Cardiovascular medicine has been significantly impacted by the introduction of genetically driven therapies and care including clinical genome sequencing, genetic risk scores, targeted therapies like PCSK9 inhibitors and induced pluripotent stem cells. Genetic testing in CVD (from cardiomyopathies to arrhythmias) is already facilitating diagnoses, helping families understand hereditary risk, directing precision therapy and identifying patients for targeted therapy.

However, the majority of genomic data that informed these advances we know to have originated from European populations. One example is in 9p21 which was one of the early targets for risk stratification in coronary artery disease. Despite 100s of studies of 9p21 in populations of European descent, none have been replicated in African American or Latin American populations. Given that under-represented minorities like African American men and women still have much worse outcomes from CVD than do those of European descent, it is clear that there remains unmet need for genomic data and research in these populations. If we don’t start incorporating genomic data from more diverse populations in clinical research now, the disparities we see in treatment outcomes will only be amplified in the coming years as companion diagnostics and therapies are approved.

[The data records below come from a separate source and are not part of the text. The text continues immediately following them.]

PR #150, opened 2024-12-16
[SRBT-362] Remove unintended animations after cropping finish

audreyostrom:
# [SRBT-362] Remove unintended animations after cropping finish

**Changes**

- To remove the widgets animating from (0,0) when cropping is finished, I've added `useCSSTransforms={false}` to ReactGridLayout as per this [issue](https://github.com/react-grid-layout/react-grid-layout/issues/103) for the library.

### DIFF
--- a/src/components/profile/widgets/react-grid-layout-custom.module.css
+++ b/src/components/profile/widgets/react-grid-layout-custom.module.css
@@ -7,6 +7,11 @@ Read this to learn more https://stackoverflow.com/a/69541558
 .react-grid-layout-custom {
   /* Isolate the z-index shenanigans below to RGL */
   isolation: isolate;
+  transition: none !important;
+}
+
+.react-grid-item.cssTransforms {
+  transition-property: none !important;
 }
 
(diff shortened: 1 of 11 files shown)


Cutaiar (approved):

Cutaiar (changes requested):
Actually, I'm not sure this is the best way to achieve the desired effect?

```
// Uses CSS3 translate() instead of position top/left.
// This makes about 6x faster paint performance
useCSSTransforms: ?boolean = true,
```

From the docs on RGL, looks like this creates a 6x slowdown? I'm wondering why we get the 0,0 animation after crop but not on initial page load.

audreyostrom:
@Cutaiar I believe the animation might be due to the fact that I hide the react-grid-layout when cropping, and then unhide it. I believe there's some default stylings for that situation. I found a way to address this without using `useCSSTransforms` by finding the styling causing it and disabling it.

Cutaiar:
Awesome, please include some comments in that CSS to call out to future devs why we have that.

Cutaiar (approved):

PR #165, opened 2025-02-21
[SRBT-420] Add POC of First name and Last name in settings

neel-jotaniya:
# [SRBT-420] Add POC of First name and Last name in settings

**Changes**

- Uncomment the endpoint for the settings page.
- Create a basic POC for the First Name and Last Name fields in the settings page.
- Modify the .prettierrc.js file to resolve the end-of-line issue in windows device

# Screenshots
image


src/components/app-sidebar/app-sidebar.tsx
```diff
@@ -1,4 +1,4 @@
-import { LucideIcon } from 'lucide-react';
+import { LucideIcon, SettingsIcon } from 'lucide-react';
```
Cutaiar, line 1: You can import this from `@/components/ui/settings.tsx` for an animated version 👍

src/components/app-sidebar/app-sidebar.tsx
```diff
@@ -134,11 +134,11 @@ const accountItems: MenuItem[] = [
...
-  // {
-  //   title: 'Settings',
-  //   url: '/settings',
-  //   icon: SettingsIcon,
-  // },
+  {
+    title: 'Settings',
+    url: '/settings',
+    icon: SettingsIcon,
+  },
```
Cutaiar, line 141: Lets add a feature flag in `src/lib/flags.ts` called `settings` which is set to `!(process.env.NODE_ENV === 'production)'`. Then use that flag to conditionally add this menu option. Then, we can ship this (by merging it, we will trigger a build and deploy). And you can see it live at `staging.mysorbet.io` and on local. But it will not show up in production (at mysorbet.io)

src/app/settings/page.tsx
```diff
@@ -0,0 +1,93 @@
...
+          <Form {...form}>
+            <form onSubmit={handleSubmit} className='flex flex-col gap-6'>
+              <FormField
+                name='firstName'
+                control={form.control}
+                render={({ field }) => (
+                  <FormItem>
+                    <FormLabel className='h-[14px] block mb-[2px]'>First Name</FormLabel>
+                    <FormControl>
+                      <Input className='h-[36px]' placeholder='Your first name' {...field} />
```
Cutaiar, line 66: In general. try to avoid hardcoding pixel values. instead, use tokens like `h-9` which would still create a 36px height, but would react to the users preferred text size.

In this particular case, we likely don't want to style the input height at all. I would expect it to be consistent with design without extra styling. If this is not the case, let's chat about it and make sure we align with design without having to use extra tokens like this.

src/app/settings/page.tsx
```diff
@@ -0,0 +1,93 @@
...
+  const form = useForm<SettingsFormSchema>({
+    resolver: zodResolver(formSchema),
+    defaultValues: defaultValues || {
+      firstName: '',
+      lastName: '',
+    },
+    mode: 'onTouched',
+  });
+
+  const handleSubmit = form.handleSubmit((data) => {
```
Cutaiar, line 42: The submit here can be very similar to the one found in `src/components/profile/profile-edit-modal.tsx`. And that component will be helpful in general for implementing this page. Feel free to abstract and improve this however you would like (i.e. make a reusable hook, simplify old code, etc.). For this MVP, let's have the fields actually update the user in the DB.

src/app/settings/page.tsx
```diff
@@ -0,0 +1,93 @@
...
+  lastName: z.string().min(1, 'Last name is required'),
+});
+
+type SettingsFormSchema = z.infer<typeof formSchema>;
+
+interface SettingsPageProps {
+  defaultValues?: {
+    firstName: string;
+    lastName: string;
+  };
```
Cutaiar, line 29: Rather than except these as page props, you could use `useAuth` to get the details of the currently logged in user. And use those as default values. Take a look around the repo to see how we do that.

Cutaiar (changes requested):
Great start to this POC, Neel. In general, your code looks great and it seems like this was no problem for you. Take a look at my comments above, mostly minor things that are specific to our codebase. ping me in slack for any questions.

Cutaiar (approved):

src/components/app-sidebar/app-sidebar.tsx
neel-jotaniya: This feature flag is added now

PR #779, opened 2019-11-16
Fix bulb not showing up in selections even if code action exist

predragnikolic:
Send Code Action request only if the Region didn't changed for 800ms.

Previously we only checked if the .begin() of the region didn't changed for 800ms.

But in that case we might end up in situation when making a selection,
where we had code actions but didn't show a bulb, because the begin in selections didn't change.

https://github.com/tomv564/LSP/blob/f9c68aa98266e23f61b1254c3f41ee0af8c00f64/plugin/code_actions.py#L136

The bug:

bug

After this PR gets merged:
good

### DIFF
--- a/plugin/code_actions.py
+++ b/plugin/code_actions.py
@@ -63,8 +63,9 @@ class CodeActionsManager(object):
         else:
             self._requests.clear()
             if diagnostics_by_config is None:
-                diagnostics_by_config = point_diagnostics_by_config(view, point)
-            self._requests[current_location] = request_code_actions(view, point, actions_handler)
+                diagnostics_by_config = point_diagnostics_by_config(view, view.sel()[0])
+                print('here are diagnostics', diagnostics_by_config)
+            self._requests[current_location] = request_code_actions(view, diagnostics_by_config, point, actions_handler)
 
     def get_location_key(self, view: sublime.View, point: int) -> str:
         return "{}#{}:{}".format(view.file_name(), view.change_count(), point)
@@ -73,13 +74,7 @@ class CodeActionsManager(object):
 actions_manager = CodeActionsManager()
 
 
-def request_code_actions(view: sublime.View, point: int,
-                         actions_handler: 'Callable[[CodeActionsByConfigName], None]') -> 'CodeActionsAtLocation':
-    diagnostics_by_config = point_diagnostics_by_config(view, point)
-    return request_code_actions_with_diagnostics(view, diagnostics_by_config, point, actions_handler)
-
-
-def request_code_actions_with_diagnostics(view: sublime.View, diagnostics_by_config: 'Dict[str, List[Diagnostic]]',
+def request_code_actions(view: sublime.View, diagnostics_by_config: 'Dict[str, List[Diagnostic]]',
                                           point: int, actions_handler: 'Callable[[CodeActionsByConfigName], None]'
                                           ) -> 'CodeActionsAtLocation':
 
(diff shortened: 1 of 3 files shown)


tomv564:
The bug to me is the bulb state changing at all when the selection begin() didn't change? I still see that the selection change doesn't effect the `position` sent to request code actions.

predragnikolic:
> I still see that the selection change doesn't effect the position sent to request code actions.

It does affect the code actions get from the server.

https://github.com/tomv564/LSP/blob/1fb0957075294e193e5644dc663ebf714bf2f355/plugin/code_actions.py#L139

This point(`current_region.begin()`) is later used to get the sessions in view for that point.

```
def request_code_actions_with_diagnostics(...):
    for session in sessions_for_view(view, point):
```

Based on that point we extract `point_diagnostics`
if we have a `point_diagnostics`
we will send point_diagnostics[0].range
else we will send the whole selected region.
```
else region_to_range(view, view.sel()[0])
```

Here is the place where the Code action request is send

```
def request_code_actions_with_diagnostics(view: sublime.View, diagnostics_by_config: 'Dict[str, List[Diagnostic]]',
                                          point: int, actions_handler: 'Callable[[CodeActionsByConfigName], None]'
                                          ) -> 'CodeActionsAtLocation':

    actions_at_location = CodeActionsAtLocation(actions_handler)

    for session in sessions_for_view(view, point):

        if session.has_capability('codeActionProvider'):
            if session.config.name in diagnostics_by_config:
                point_diagnostics = diagnostics_by_config[session.config.name]
                file_name = view.file_name()
                relevant_range = point_diagnostics[0].range if point_diagnostics else region_to_range(
                    view,
                    view.sel()[0])
                if file_name:
                    params = {
                        "textDocument": {
                            "uri": filename_to_uri(file_name)
                        },
                        "range": relevant_range.to_lsp(),
                        "context": {
                            "diagnostics": list(diagnostic.to_lsp() for diagnostic in point_diagnostics)
                        }
                    }
                    if session.client:
                        session.client.send_request(
                            Request.codeAction(params),
                            actions_at_location.collect(session.config.name))
    return actions_at_location
```

I don't know if this is good behaviour or not :)

tomv564:
Ah yes you are right, the user could “select” more diagnostics! I had a hard time imagining if any users would intentionally do this. 

What if we just send the range of the whole line? And only hide the bulb when the row has changed?

predragnikolic:
we should send the whole region, and we should send all diagnostics between that region :)
Here is how vs code does it.

we have a diagnostics at the variable `d`

Screenshot 2019-11-22 at 22 04 50

we have a diagnostics at the variable `d` and `c` so both diagnostics are send,

Screenshot 2019-11-22 at 22 05 11


we have a diagnostics at the variable `d`, `c` and `b`.

Screenshot 2019-11-22 at 22 05 25

we have a diagnostics at the variable `d`, `c`, `b`, `a` and `x`.

Screenshot 2019-11-22 at 22 05 35

I tried implementing this, but I hadn't had success. 
But still I will push those commits so you could see what I tried.

tomv564:
But this is great research (and a really useful example!) So what is preventing us from matching VS Code in this case?

predragnikolic:
> So what is preventing us from matching VS Code in this case?

Although I am pretty sure I sent the selected Sublime region, and all the diagnostics in between that region. The server seems like it only sends a response of the code actions underneath the cursor... maybe that is the way that the theia typescript-language-server implemented code actions. Im not sure. 
I will need a little more time to figure this out 🙂

tomv564:
I merged this, but really hope for some follow up work to fix the real issues:
* We currently filter diagnostics by point (instead of any diagnostic that _overlaps_ the selection)
* We send the first diagnostic's range as range, instead of the selection.

Would be awesome if we can find some of VS Code's reasoning about their implementation.

PR #782, opened 2019-11-19
Adjust link to discord chat

rchl:
Use the invite link. Fewer steps for people who are not invited yet but more steps for those who are (still have to click "accept").


tomv564:
Thanks, good you mentioned about the invite link, it's super annoying if you just want to go into the channel. 

Linked to the getting help section instead where the actions are explained. A smarter invite link (or a pair of buttons) at the top would be awesome.

FichteFoll:
The invite link should put you in the #lsp channel directly. No need for the extra reference.

PR #783, opened 2019-11-19
Show previous/next diagnostic with phantom

### LINKED ISSUE #746: How to jump to next/previous diagnostic?
I saw #350 but that didn't really answer my question.

I see the `F4` and `shift+F4` bindings are disabled by default:
https://github.com/tomv564/LSP/blob/81631161d920206f64291d62ff70fdfd2ffe27ba/Keymaps/Default%20(OSX).sublime-keymap#L19-L20

But if I enable them, they work, but only until I trigger search-in-files (which I do often). Then the results from search-in-files take over the shortcuts and I can no longer use them just within given file with diagnostic shown

If diagnostics panel is open and focused, I can use F4 and Shift+F4 to jump through diagnostics but I'd rather not have to open the panel as it's less convenient.

So I think proper solution would be to add extra View commands that I could trigger manually from my key bindings.

tomv564:
Press  <kbd>F8</kbd> to open/next, <kbd>shift+F8</kbd> for previous, <kbd>esc</kbd> to close. (see suggested keybindings)

Screenshot 2019-11-22 at 10 34 08

Screenshot 2019-11-26 at 15 19 08

Essentially like VS Code's "Next Problem" feature. 

Suggested keybindings
```json
{ "keys": ["f8"], "command": "lsp_next_diagnostic"},
{ "keys": ["shift+f8"], "command": "lsp_previous_diagnostic"},
{ "keys": ["escape"], "command": "lsp_hide_diagnostic", "context":
	[
		{ "key": "setting.lsp_diagnostic_phantom"}
	]
}
```

Closes #746:
* Allows navigation for those who don't like to use the panel for it (SublimeLinter style)
* Allows a faster and more readable way to see a diagnostic + related info than hovering.

Implementation details:
* The DiagnosticsPresenter passes user actions (forward/back) and server diagnostic updates into the DiagnosticsCursor
* The cursor selects a different walking logic based on an already-selected diagnostic or a cursor position in a file.
* The Escape key is "stolen" if the view has a `lsp_diagnostic_phantom` setting applied. There is some risk with stealing a so often-used key.
* Phantoms are not hidden if a diagnostic disappears.

To do:
- [x] Implement UI + wire up Esc for dismissing phantoms
- [x] Implement UI for related info
- <strike> Update UI for code actions (if keeping at all)</strike>
- [x] Review behaviour when diagnostics removed/moved/added.
- [x] Only include warnings and errors (See https://github.com/Microsoft/vscode/issues/45436)
- [x] UI polish (add prev/next, related info spacing and color, top arrow, rounded corners?)
- [x] Organize diagnostics code and add unit tests

### DIFF
--- a/Commands/Default.sublime-commands
+++ b/Commands/Default.sublime-commands
@@ -62,6 +62,16 @@
         "args": {}
     },
     {
+        "caption": "LSP: Next Diagnostic",
+        "command": "lsp_next_diagnostic",
+        "args": {}
+    },
+    {
+        "caption": "LSP: Previous Diagnostic",
+        "command": "lsp_previous_diagnostic",
+        "args": {}
+    },
+    {
         "caption": "LSP: Workspace Symbol",
         "command": "lsp_workspace_symbols"
     },
--- a/phantoms.css
+++ b/phantoms.css
@@ -12,9 +12,16 @@ div.warning-arrow {
 }
 div.container {
     margin: 0;
+    border-radius: 0 0.2rem 0.2rem 0.2rem;
 }
 div.content {
     padding: 0.4rem 0.4rem 0.4rem 0.7rem;
+}
+div.content p {
+    margin: 0.2rem;
+}
+div.content p.additional {
+    margin-top: 0.7rem;
 }
 div.toolbar {
     padding: 0.2rem 0.7rem 0.2rem 0.7rem;
--- a/phantoms.css
+++ b/phantoms.css
@@ -1,3 +1,15 @@
+div.error-arrow {
+    border-top: 0.4rem solid transparent;
+    border-left: 0.5rem solid color(var(--redish) blend(var(--background) 30%));
+    width: 0;
+    height: 0;
+}
+div.warning-arrow {
+    border-top: 0.4rem solid transparent;
+    border-left: 0.5rem solid color(var(--yellowish) blend(var(--background) 30%));
+    width: 0;
+    height: 0;
+}
 div.container {
     margin: 0;
 }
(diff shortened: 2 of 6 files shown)


rwols:
I haven't really looked at all the code yet, but I noticed these two things:

1.  phantomdiags
  The whiteish/bluish box around the related diags is not present. Is this intentional? It feels to me as if this part should share the same css code as the hover popup.

2. The command lsp_next_diagnostic does not cycle back to the beginning of the phantoms list, but lsp_previous_diagnostic _does_ cycle forward to the end of the phantoms list if invoking it on the first diag. I think they should both have the cycle behavior.

tomv564:
Good catch, even had a TODO for testing the missed wrap-forward from diagnostic logic

The color was doable in this manner: 

Screenshot 2019-11-27 at 00 10 57

But I feel the extra markup/css is a bit unfortunate.
The amount of styling on hovers gets a little distracting, like this example:

Screenshot 2019-11-27 at 00 11 11

For me the additional info is part of the error and could just be red.

rwols:
> For me the additional info is part of the error and could just be red.

I'm okay with having it red, but IMO there should be _some_ sort of separation between the main diag and the related diags. Indentation for the related diags perhaps? Or a horizontal line?

tomv564:
I like your suggestion of the horizontal line a lot (I tried indent too but this is more space-efficient)

Screenshot 2019-11-27 at 13 42 54

rwols:
Looks good!

tomv564:
I will merge this now and document it when we get to a release soon!

PR #793, opened 2019-11-28
Deprecate global events and "setup supported server" detection

tomv564:
Global events is a holdover from when LSP maintained all state globally, it allowed decoupling code that otherwise result in unneeded/circular dependencies. 

Now that feature code (event listeners, commands etc.) have a relation with an LSP WindowManager, we can stop firing events that all WindowManagers have to listen to (only to check if `view.window() == self.window` to ignore views from other windows)

The "setup supported server" logic also used global events and has seemed broken for a long time. I thought this was a good time to remove it in favour of LanguageHandlers / documentation.


tomv564:
`test_simple_label` test is flaky, will take a look at that later.

PR #794, opened 2019-11-29
Add elixir-ls support

dvcrn:
Add configuration and instructions to make [elixir-ls](https://github.com/elixir-lsp/elixir-ls) work

Sadly still needs a bit of manual configuration since this probably won't ever be in the path


dvcrn:
Yeah, Elixir dependencies/packages are project context specific so a runnable global install isn't a common concept. Packaging a binary is one option but bundling a random binary doesn't sound like a good idea 😅

PR #796, opened 2019-11-29
Make a trivial handler for 'LocationLink'

### LINKED ISSUE #764: 'lsp_symbol_definition' via keybinding  using `ccls' as client.
While I was trying to bind the 'lsp_symbol_definition'-command to my custom keys, I had so suffer from a `... type str does not support Buffer API´.
On revisiting the relevant file ("plugin/goto.py") I found the TODO comment which mentions the future implementation of DocumentLink-support.

By dumping the response-payload of the 'lsp_symbol_definition'-command I found out that the received payload has different keys as beeing parsed by the 'handle_response()' function.
See here:
```
[{targetUri: file:///usr/include/bash/builtins/bashgetopt.h, targetRange: {end: {line: 38, character: 30}, start: {line:
38, character: 0}}, targetSelectionRange: {end: {line: 38, character: 26}, start: {line: 38, character: 11}}}]
```

### Solution

So I added the following snippet to provide the right parsing method in case of this setup/scenario:

```python
            if 'targetUri' in location:
                file_path = uri_to_filename(location['targetUri'])
                start = Point.from_lsp(location['targetRange']['start'])
            else:
                file_path = uri_to_filename(location["uri"])
                start = Point.from_lsp(location['range']['start'])
```

By adding this the desired function of my keybinding worked.

I just wanted to share this in the hope it might be useful.
Best regards !

rwols:
For our fellow ccls users :) Verified with ccls.

close #764

### DIFF
--- a/plugin/core/sessions.py
+++ b/plugin/core/sessions.py
@@ -110,10 +110,10 @@ def get_initialize_params(project_path: str, config: ClientConfig) -> dict:
                 },
                 "formatting": {},
                 "rangeFormatting": {},
-                "declaration": {},
-                "definition": {},
-                "typeDefinition": {},
-                "implementation": {},
+                "declaration": {"linkSupport": True},
+                "definition": {"linkSupport": True},
+                "typeDefinition": {"linkSupport": True},
+                "implementation": {"linkSupport": True},
                 "codeAction": {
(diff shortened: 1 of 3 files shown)


tomv564:
Haha, the close button strikes again!

PR #800, opened 2019-11-29
Apply severity filter to diagnostics panel and navigation, not underline/hover

### LINKED ISSUE #795: Diagnostic navigation ignores severity levels
I have `show_diagnostics_severity_level` and `auto_show_diagnostics_panel_level` set to 1
and when navigating though diagnostics (https://github.com/tomv564/LSP/pull/783) I reach `warn` diagnostic while I should have only `error`.

Maybe these two settings should also be merged ?

I tested with metals.

tomv564:
Closes #795

Next/previous diagnostic was hardwired to Errors and Warnings, but as we have a setting controlling what the user thinks is relevant (`show_diagnostics_severity_level`), we should read that instead.

Also drops the severity filter for in-view diagnostic regions. This is because as a developer I want quick access to errors and warnings, but still want to see server suggestions somewhere.

- [x] Should the default for `show_diagnostics_severity_level` change from 3 (`info`) to 2 (`warning`) ?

Diversity in NAFLD Genomics drives understanding of associated diseases

In addition to disparities in cardiovascular disease, we see a higher burden among hispanics compared to other ethnic groups that present with non-alcoholic fatty liver disease (NAFLD) and one meta analysis reports that less than half of clinical trials in NASH capture ethnic and racial demographic data. There is high unmet need in NASH patients due to the complexity of the disease and difficulty in identification of accurate biomarkers, leaving physicians to rely primarily on lifestyle measures like diet. The first GWAS study of NASH in 2008 which included African Americans, European Americans and Hispanic populations found that the genetic variant I148M was associated with greater lipid contents, and subsequent studies have backed this up. Since then, ~30 genetic mutations have been associated with disease and outcomes in NAFLD patients. Genomic data accessed from more diverse populations will allow for better patient stratification and targeted therapy development in this complex disease.

4 ways to increase Diversity of Genomic Data

There are several ways that researchers and data vendors can start to address these disparities in genomic data availability:

Establish trust with diverse populations and the research community to encourage sharing of data: Working with traditionally marginalized groups to enhance trust with the research community will advance development of therapies for these populations.
Encourage investigators to selectively sequence samples from diverse populations: The research community needs to identify and selectively sequence populations with the highest unmet need to help researchers access data needed for therapy development in these populations.
Use non-traditional sources of genomic data: Genomic data that comes from clinical trial populations or academic medical centers as well as European registries will continue to lack diversity and have single source bias. Alternative sources of genomic data, such as distributed labs with wide geographic spread, could help expand diversity in available data.
Encourage diverse population inclusion requirements in protocols at all stages of drug development: FDA Industry standards for diversity in clinical trials have support. Let’s extend this to diversity in genomic data used for research.

By including diverse populations in genomic studies, drug researchers will be able to better associate genomic variants with patient outcomes and ultimately help bring more individualized therapies to market that treat all populations.